Learning from multiagent emergent behaviors in a simulated environment
Join Danny Lange to learn how to create artificially intelligent agents that act in the physical world (through sense perception and some mechanism to take physical actions, such as driving a car). You'll discover how observing emergent behaviors of multiple AI agents in a simulated virtual environment can lead to the most optimal designs and real-world practices.

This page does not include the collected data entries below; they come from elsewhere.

PR #197, opened 2019-08-14
(SIMP-6919) Remove unnecessary EPEL repos in node sets

lnemsick-simp:
SIMP-6919 #comment pupmod-simp-simplib


lnemsick-simp:
Enough of the pipeline demonstrates the EPEL repos are unnecessary:
https://gitlab.com/simp/pupmod-simp-simplib/pipelines/76423878

PR #198, opened 2019-08-15
(SIMP-6916) Fix simplib::simp_version on Windows

trevor-vaughan:
SIMP-6916 #comment Fix simplib:;simp_version on Windows


lib/puppet/functions/simplib/simp_version.rb
```diff
@@ -13,16 +13,22 @@
   def simp_version(strip_whitespace = false)
     retval = "unknown\n"
 
-    if File.readable?('/etc/simp/simp.version')
-    # TODO Figure out under what circumstances the version string is prefaced
-    # with 'simp-'. This is not true for SIMP 6.x
-      version = File.read('/etc/simp/simp.version').gsub('simp-','')
+    is_windows = closure_scope['facts']['osfamily'].downcase == 'windows'
```
lnemsick-simp: where is the spec test for the new functionality?

trevor-vaughan: @lnemsick-simp The module doesn't "officially" support Windows and I wasn't keen on dropping it in there at this point. Do you think that I should?

The associated SIMP PR certainly exercises it.

lnemsick-simp: Seems like you could write a test by setting the fact to 'windows' without having it in the supported OS list.  That said,  you have a weird mix of partial Windows support. Kind of 'smells' to me.

trevor-vaughan: @lnemsick-simp It was specifically added because it was a bug that was triggered by the `simp-simp` Windows acceptance test PR.

I'm actually OK saying that `simplib` supports Windows (it should). I'll add it and see what happens.

trevor-vaughan: Well, now I feel a bit silly. Apparently, Windows was added to the metadata.json in the past :-|.

Adding the test now.

trevor-vaughan: Ok, not adding the test. We don't have any generic SIMP facts collected for Windows nodes and it also looks like the `on_supported_os` function doesn't handle the whitespace in the Windows versions properly so will need to be patched upstream.

trevor-vaughan: Added [SIMP-7004](https://simp-project.atlassian.net/browse/SIMP-7004) to cover getting the facts added.

trevor-vaughan: https://github.com/simp/rubygem-simp-rspec-puppet-facts/pull/17

trevor-vaughan:
Tests won't pass until https://github.com/simp/rubygem-simp-rspec-puppet-facts/pull/17 is merged and the Gem is released.

trevor-vaughan:
Tests are now passing!

PR #200, opened 2019-08-29
(SIMP-7008) Remove Puppet 3 Functions

jeannegreulich:
- removed Puppet 3 functions that were deprecated in 6.4.0

SIMP-7008 #close
SIMP-6246 #comment simplib complete


lnemsick-simp:
I screwed something up with my push.  Will fix next week.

Talk Title | Learning from multiagent emergent behaviors in a simulated environment |
Speakers | Danny Lange (Unity Technologies) |
Conference | O’Reilly Artificial Intelligence Conference |
Conf Tag | Put AI to Work |
Location | New York, New York |
Date | April 16-18, 2019 |
URL | Talk Page |
Slides | Talk Slides |
Video | |
Traditionally, determining the most efficient designs and practices—whether for determining how store merchandise should be arranged or where people and machines should be laid out in a factory floor—has required vast amounts of data and human assessment. These efficient designs can be the difference between a thriving company and a struggling one. Recent advancements in multiagent reinforcement learning within virtual environments, such as DeepMind’s Capture the Flag or Open AI’s Learning to Compete and Cooperate, have led to a novel approach for tackling efficient design and practices. Danny Lange explains how observing emergent behaviors of multiple AI agents in a simulated virtual environment can lead to the most optimal designs and real-world practices, all without introducing human bias or the need for vast amounts of data.